Introduced in 1997, the IEEE 802.11 WiFi standard has become the ubiquitous method for
network connectivity. The standard has continually evolved to deliver higher data rates,
longer range, reliability, and security. With the arrival of WiFi 7, otherwise known as 802.11be
or ‘Extra High Throughput’ (EHT), comes the promise of a huge increase in speed, super-low
latency, twice the channel bandwidth, and rock-solid reliability.

The journey to WiFi7


WiFi 7 builds upon the developments in WiFi 6/6E to deliver outstanding performance while
remaining backward compatible with earlier standards

Source: Intel: https://www.intel.com/content/www/us/en/products/docs/wireless/wi-fi-7.html

Frequency bands, Channels & Bandwidth


Like 6E, WiFi 7 will utilise 6GHz spectrum to offer channel bandwidth up to 320MHz,
effectively doubling transmission speed.

Source: Intel: https://www.intel.com/content/www/us/en/products/docs/wireless/wi-fi-7.html

Modulation


In common with other wireless protocols, WiFi uses Quadrature Amplitude Modulation (QAM) to
encode data on to the modulated RF. WiFi 7 uses 4K QAM enabling a 20% increase over WiFi 6/6E.
However, this comes at a cost of higher noise sensitivity.
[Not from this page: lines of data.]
PR #666, opened 2022-06-22
[Feature] Modify signal_interpolate for input with NaNs and extrapolation

danibene:
# Description

Modify the `signal_interpolate()` function to accept a single array containing NaNs as input and to extrapolate. 

(See https://github.com/neuropsychology/NeuroKit/pull/651 for original motivation for doing so)

# Proposed Changes

I modified the `signal_interpolate()` function as follows:
1. Accepting a single array containing NaNs as input (either `x_values` or `y_values` can be `None`), for interpolation of missing values like in [Pandas](https://pandas.pydata.org/docs/reference/api/pandas.DataFrame.interpolate.html)
2. Adding `fill_value` as an argument to be passed to the [Scipy interpolate function](https://docs.scipy.org/doc/scipy/reference/generated/scipy.interpolate.interp1d.html), such that it can be set to "extrapolate"

# Checklist


DominiqueMakowski:
What's the status here is it good for review/merge or still wip?

danibene:
@DominiqueMakowski @JanCBrammer I think it's good for review, but let me know if I'm missing anything!

JanCBrammer:
Will try to have a look this week. Please @ me here in case you don't hear back.

neurokit2/signal/signal_interpolate.py
```diff
@@ -29,27 +29,28 @@ def signal_interpolate(x_values, y_values, x_new=None, method="quadratic"):
         order of the spline interpolator to use.
         See `here <https://docs.scipy.org/doc/scipy/reference/generated/scipy.interpolate.
         PchipInterpolator.html>`_ for details on the ``"monotone_cubic"`` method.
-
+    fill_value : float or tuple or str
+        If a ndarray (or float), this value will be used to fill in for
+        requested points outside of the data range.
+        If a two-element tuple, then the first element is used as a fill value
+        for x_new < x[0] and the second element is used for x_new > x[-1].
+        If “extrapolate”, then points outside the data range will be extrapolated.
```
DominiqueMakowski, line 37:
```suggestion
        If "extrapolate", then points outside the data range will be extrapolated.
```

DominiqueMakowski:
@JanCBrammer

JanCBrammer:
@danibene, @DominiqueMakowski, I recall that settling on an API for `signal_interpolate()` wasn't straightforward: #247. This is why I'm hesitant to change it.

# Pandas-style NaN interpolation
The NaN interpolation is a rather big modification of the API: going from mandatory `x_values` and `y_values` to being able to omitting one of them. This modification adds complexity and overhead and I'm not sure it's worth it. What do you think @DominiqueMakowski.

# custom extrapolation values
I'm not opposed to adding the `fill_value` parameter. Ideally it should be applied to the `monotone_cubic` method as well.

DominiqueMakowski:
@Tam-Pham tell us what you think so we can merge or not and release 2.1

DominiqueMakowski:
@Tam-Pham *bump*

DominiqueMakowski:
I'm not sure what to do here, I don't have a clear idea of the risks / benefits balance, and @JanCBrammer comment makes me cautious. Is it indeed a change that will benefit many users and carries no risk?

danibene:
@DominiqueMakowski 

> I'm not sure what to do here, I don't have a clear idea of the risks / benefits balance, and @JanCBrammer comment makes me cautious. Is it indeed a change that will benefit many users and carries no risk?

It's hard for me to say - maybe an alternative could be that I remove the change that @JanCBrammer was hesitant about, i.e.: 

> Accepting a single array containing NaNs as input (either x_values or y_values can be None), for interpolation of missing values like in [Pandas](https://pandas.pydata.org/docs/reference/api/pandas.DataFrame.interpolate.html)

and I could open a separate PR for a separate function that calls `signal_interpolate()` and takes only one input array? E.g. `signal_interpolate_nan()`? Then this separate function could eventually be used in `signal_fixpeaks()` instead of Pandas.

DominiqueMakowski:
So if I understand, we want to add the possibility of interpolating arrays with nan pandas-style to bypass the usage of pandas and allow more control over it?

To do so, we have modified signal_interpolate, that previously required x_values *and* y_values, now if only one is passed, and has Nans, it will interpolate them am I right?

danibene:
@DominiqueMakowski 

> So if I understand, we want to add the possibility of interpolating arrays with nan pandas-style to bypass the usage of pandas and allow more control over it? 

> To do so, we have modified signal_interpolate, that previously required x_values and y_values, now if only one is passed, and has Nans, it will interpolate them am I right?

Yes that's all correct! 

Do you think we should keep this addition in this PR or just the changes that allow extrapolation of points outside of the data range?

DominiqueMakowski:
i think it's fine, perhaps to make it clearer we can have an internal function called `_signal_interpolate_nan()` and if y_values is None and x_values contains NaN, we directly call this function (so that it's internally "separated" from the rest of the regular interpolation behavior)

I guess as long as it doesn't break the current behavior it's good

danibene:
@DominiqueMakowski 

> i think it's fine, perhaps to make it clearer we can have an internal function called _signal_interpolate_nan() and if y_values is None and x_values contains NaN, we directly call this function (so that it's internally "separated" from the rest of the regular interpolation behavior)

Done, let me know if you'd like me to change anything!

Also, I changed an unrelated line in https://github.com/neuropsychology/NeuroKit/pull/666/commits/cd020535b816d8e8af246e237fdcf5738dfa8f8d
https://github.com/neuropsychology/NeuroKit/blob/277f614ee3984647d71ba31aadffea97766aeb0f/neurokit2/signal/signal_interpolate.py#L80-L81
It returned the original y values if the length of the new x values matched the length of the original x values, but the length can still match without the values matching, so instead I changed it to check that all the values match. 

[Here](https://gist.github.com/danibene/ca1ee78016b96d6c030218dde09d4088) is an example of the difference in behavior in case the x values don't match but their length does

DominiqueMakowski:
Thanks a ton Dani for all that work!!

Source: ONSemi: https://www.onsemi.com/company/news-media/blog/iot/wi-fi-7-morethan-just-extremely-high-throughput

Wi-Fi 7 supports 4096 QAM— each constellation point on the right represents 12-bit data
(symbol). In other words, each point modulated with QAM in Wi-Fi 7 can carry 2 more bits of
information than Wi-Fi 6. That is a 20% increase in speed.

Spectral efficiency: OFDMA and Multiple Resource Units (RU)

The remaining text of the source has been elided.